Sometimes the source of a performance problem is not that code is too slow, but that threads switch too frequently. When the system switches between threads, the system consumes extra cycles in scheduling activities such as selecting the next thread to run, or switching to the new thread, rather than spending the time executing application code. In general, the less time threads run before switching out, the more total time the system spends scheduling new threads to run.
The default amount of time that a thread runs before switching to another thread is called the Default Thread Quantum, dwDefaultThreadQuantum. For example, if the default thread quantum is 100 milliseconds, then a thread would run continuously for 100 milliseconds before another thread ran, unless preempted by a higher-priority thread.
In a system where threads run to the end of a 100-millisecond quantum, there is one thread switch per 100 milliseconds, or 10 thread switches per second. In contrast, in a system where threads run only 50 microseconds before switching, there is one switch per 50 microseconds, or 20,000 thread switches per second. Switching at such an elevated rate has a dramatic performance impact.
You can use Remote Kernel Tracker to identify these situations. Remote Kernel Tracker depicts thread switches as vertical green lines.
The following screenshot shows an example of an application with excessive thread switching. In this picture, I’ve set two markers in the time scale at the top of the display. The difference in time between the two is displayed in the status bar on the bottom right, so from time marker 1 to time marker 2 is 10 milliseconds. As you can see, there are numerous vertical green lines; each represents a switch from one thread to another.
(scroll down if you can’t see anything)
You also can see above that the threads seem to be continuously repeating a pattern. The next picture zooms in on that pattern:
(again, scroll down if you can’t see anything)
As you can see in the preceding picture, the “OpenDeviceKey” thread runs the longest continuous time, about 0.6 milliseconds. The next longest run-time in this screenshot, “RndisSendRndisMessage,” is 0.16 milliseconds. The greatest switching activity, between “UsbInterruptThreadStub” and “DmacIntrThread,” occurs at a rate of one switch approximately every 50 microseconds. One thread switch per 50us is a rate of 20,000 thread switches per second. This means that thread switching occurs at a rate that is about 2000 times higher than the ideal.
Let me describe where these screen shots came from:
The problem: Poor USB throughput. On particular hardware we expected to get about 50Mbps throughput, but were getting only about 23Mbps.
The investigation: We recorded a Monte Carlo profiling trace, with these results:
HITS PER SYMBOL
The lines in green are all related to making API calls. The ones in blue are all involved with thread rescheduling. I was a little suspicious about the number of API calls and the amount of thread rescheduling that was going on here. KCNextThread is the primary kernel function which selects the next thread to run, and having that show up 1.6 percent of the time is pretty significant. The API call time might also be partly blamed on calling into the kernel to reschedule.

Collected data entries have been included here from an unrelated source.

PR #482, opened 2023-09-13
HTTPCLIENT-2293 Enforce Port Specification for CONNECT Request

arturobernalg:
This PR introduces a change to the ProxyClient class to ensure that a port is always specified when making a CONNECT request, in line with the requirements set out in [RFC 9110.](https://www.rfc-editor.org/rfc/rfc9110#name-connect)

### DIFF
--- a/httpclient5/src/main/java/org/apache/hc/client5/http/impl/classic/ProxyClient.java
+++ b/httpclient5/src/main/java/org/apache/hc/client5/http/impl/classic/ProxyClient.java
@@ -140,12 +140,10 @@ public class ProxyClient {
         Args.notNull(proxy, "Proxy host");
         Args.notNull(target, "Target host");
         Args.notNull(credentials, "Credentials");
-        HttpHost host = target;
-        if (host.getPort() <= 0) {
-            host = new HttpHost(host.getSchemeName(), host.getHostName(), 80);
-        }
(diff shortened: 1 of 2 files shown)


httpclient5/src/main/java/org/apache/hc/client5/http/impl/classic/ProxyClient.java
```diff
@@ -140,20 +140,19 @@ public Socket tunnel(
         Args.notNull(proxy, "Proxy host");
         Args.notNull(target, "Target host");
         Args.notNull(credentials, "Credentials");
-        HttpHost host = target;
-        if (host.getPort() <= 0) {
-            host = new HttpHost(host.getSchemeName(), host.getHostName(), 80);
+        if (target.getPort() <= 0) {
```
ok2c, line 143: @arturobernalg It would be nicer (and more consistent) to use `Args#check` here but not a deal breaker.

ok2c (approved):

httpclient5/src/main/java/org/apache/hc/client5/http/impl/classic/ProxyClient.java
arturobernalg: @ok2c  
True. changed.

PR #484, opened 2023-09-17
HTTPCLIENT-2277:  deprecation of obsolete config parameters and removal of oudated or meaningless tests

ok2c:
@arturobernalg Please kindly have a look. No functional changes. Mostly deprecation and removal of outdated / unused code and some javadoc updates. Also removed verbatim RFC 2616 quotes from the cache test cases.


httpclient5-cache/src/main/java/org/apache/hc/client5/http/impl/cache/CacheConfig.java
```diff
@@ -257,11 +232,11 @@ public int getMaxUpdateRetries(){
...
 
     /**
-     * Returns whether 303 caching is enabled.
-     * @return {@code true} if it is enabled.
+     * @deprecated No longer applicable. Do not use.
      */
+    @Deprecated
     public boolean is303CachingEnabled() {
-        return allow303Caching;
+        return true;
```
arturobernalg, line 239: @ok2c  Should the return value of the deprecated is303CachingEnabled() method be set to false to align with all the changes?

arturobernalg (commented):
@ok2c 
this change-set LGTM

httpclient5-cache/src/main/java/org/apache/hc/client5/http/impl/cache/CacheConfig.java
ok2c: @arturobernalg The cache protocol layer will now be treating 303 responses as potentially cacheable by default. This is why I thought the deprecated method should also return `true`. Does that make sense?

arturobernalg: @ok2c  that its correct. my bad.

PR #485, opened 2023-09-20
HTTPCLIENT-2293 - Implement 'If-Range' request validation as per RFC9110

arturobernalg:
This pull request aims to introduce support for the "If-Range" header as specified in RFC 9110. The "If-Range" header provides a more efficient way to handle partial content retrieval and is a crucial step towards full support for Range requests in our HTTP client component.

**Note:** This is the first step towards comprehensive support for HTTP Range Requests in our project.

Then we looked at a Kernel Tracker trace for the same scenario, and saw the screen shots above. I realized how much thread switching was going on, and brought it to the attention of the folks who owned the code involved.
The fix: They changed the design so that the work done between the two most active threads (UsbInterruptThreadStub and DmacIntrThread) was all on one thread instead of shared between two. As a result, the USB throughput jumped from 23Mbps to almost 41Mbps.